Impresa reported today after market close its 4Q17 results. Impresa disclosed 4Q17 EBITDA of €5.2mn, -23.5%y/y. Adjusted EBITDA rose by 4.9%y/y to €8.8mn, after excluding €3.58mn of restructuring costs booked in 4Q17 (vs. €1.62mn in 4Q16). Net loss stood at €21.5mn in 4Q17 (which compares with a net profit of €3.3mn in 4Q16), including impairment charges due to the sale of real estate (€1.23mn) and the sale of the magazine portfolio (€21.96mn).

The magazine portfolio was disposed in Jan. 18 for €10.2mn, as the group intends to focus on the audiovisual and digital areas. At the end of 2017, Impresa signed a promissory sale and purchase contract for one plot of land owned by SIC. The deed of sale is expected to be signed in FY18 for a value of €3.2mn. A second plot remains for sale (which is expected to result in a similar impairment).

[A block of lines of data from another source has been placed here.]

PR #435, opened 2018-06-14
TSK-516 verify schema version at startup

BerndBreier:


lib/taskana-core/src/main/java/pro/taskana/configuration/DbSchemaCreator.java
```diff
@@ -76,6 +78,39 @@ private boolean isSchemaPreexisting(ScriptRunner runner) {
...
     }
 
+    public boolean isValidSchemaVersion(String expectedVersion) {
+        SqlRunner runner = null;
+        try {
+            Connection connection = dataSource.getConnection();
+            runner = new SqlRunner(connection);
+            LOGGER.debug(connection.getMetaData().toString());
+
+            String query = "select VERSION from TASKANA.TASKANA_SCHEMA_VERSION where ID = '1' AND VERSION = '"
```
holgerhagen: I believe this is wrong. I would expect a list of versions later on (each fix and upgrade leaving its signature) - therefore we should query for the largest number and compare that one.

lib/taskana-spring/src/main/java/pro/taskana/configuration/SpringTaskanaEngineConfiguration.java
```diff
@@ -1,53 +1,63 @@
...
+    /**
+     * This method creates the Spring-based TaskanaEngine without an sqlSessionFactory
+     *
+     * @return the TaskanaEngine
+     */
+    @Override
+    public TaskanaEngine buildTaskanaEngine() {
+        this.useManagedTransactions = true;
+
+        dbSchemaCreator = new DbSchemaCreator(this.dataSource);
```
holgerhagen: this is duplicate code. why do we run the schema creator in the constructor for TaskanaEngineConfiguration and in buildTaskanaEngine in SpringTaskanaEngineConfiguration? I would prefer to have the schema creation in the superclass and remove it from the Spring derivation.

PR #438, opened 2018-06-15
TSK-559: Improved test coverage for the workbasket mapper

JulianSchallenmueller:


lib/taskana-core/src/test/java/acceptance/workbasket/CreateWorkbasketAccTest.java
```diff
@@ -57,6 +58,9 @@ public void testCreateWorkbasket()
         Workbasket createdWorkbasket = workbasketService.getWorkbasket("NT1234", "DOMAIN_A");
         assertNotNull(createdWorkbasket);
         assertNotNull(createdWorkbasket.getId());
+
+        Assert.assertEquals(workbasket, createdWorkbasket);
```
holgerhagen: "Assert." is not needed. See other statements. 

What are the blank lines for?

JulianSchallenmueller: This part is now adjusted with the blank lines removed, i'll wait for new information on the method mentioned above before updating this PR.

PR #442, opened 2018-06-18
TSK-528 now testing multiple databases simultaneously

mustaphazorgati:


mustaphazorgati:
I might have to encrypt the ci/codesigning.asc.enc file again because travis was not able to decrypt it properly.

4Q17 revenues came in at €55.4mn (-1.4%y/y). Turnover in the TV segment was flat y/y in 4Q17 at €42.6mn (-1.6%y/y in FY17), mainly due to lower multimedia revenues y/y. TV advertising revenues rose 2.7%y/y in 4Q17 to €28.7mn, or +3.7%y/y in FY17, higher than the advertising television market, reflecting the performance of the generalist channel, the increase in the thematic channels, the performance of digital revenues and the revenues from the celebrations of SIC’s 25th anniversary. Subscription revenues fell 1.7%y/y to €10.7mn in 4Q17 (-0.8%y/y in FY17, with international revenues hit by the devaluation of the USD), while multimedia revenues fell 39.1%y/y to €1.7mn (-41.3%y/y in FY17).

In the press segment, total revenues fell by 7.4%y/y to €12.1mn in 4Q17 (-4.7%y/y in FY17), with advertising revenues down by 3.6%y/y to €6.1mn (-3.2%y/y in FY17). Circulation revenues posted a 4.6%y/y decline in 4Q17 to €5.4mn, or -0.5%y/y in FY17, despite the update of cover prices for most publications and growth from subscription income, mainly in digital subscriptions. Advertising revenues in digital sales rose 11.4%y/y in FY17, and reached nearly 19% of all advertising revenues.

Adjusted EBITDA margin reached 15.9% in 4Q17 (vs. +15.0% in 4Q16), reflecting higher adjusted margins during the quarter in the Television division (19.8% in 4Q17 vs. 18.0% in 4Q16) and lower adjusted margins in the Publishing division (8.8% in 4Q17 vs. 11.0% in 4Q16).

The opex level rose by 1.6%y/y to €50.2mn in 4Q17 (-1.3%y/y in FY17), or -2.5%y/y after adjusting by restructuring costs (-2.8%y/y in FY17), reflecting the group’s strategy of reducing operating costs.

Impresa reported net debt & financial leases of €178.4mn as of Dec 17 vs. €192.7mn recorded in 3Q17 (-€14.3mn q/q or -€4.8mn y/y), 9.3x last 12 months adjusted EBITDA.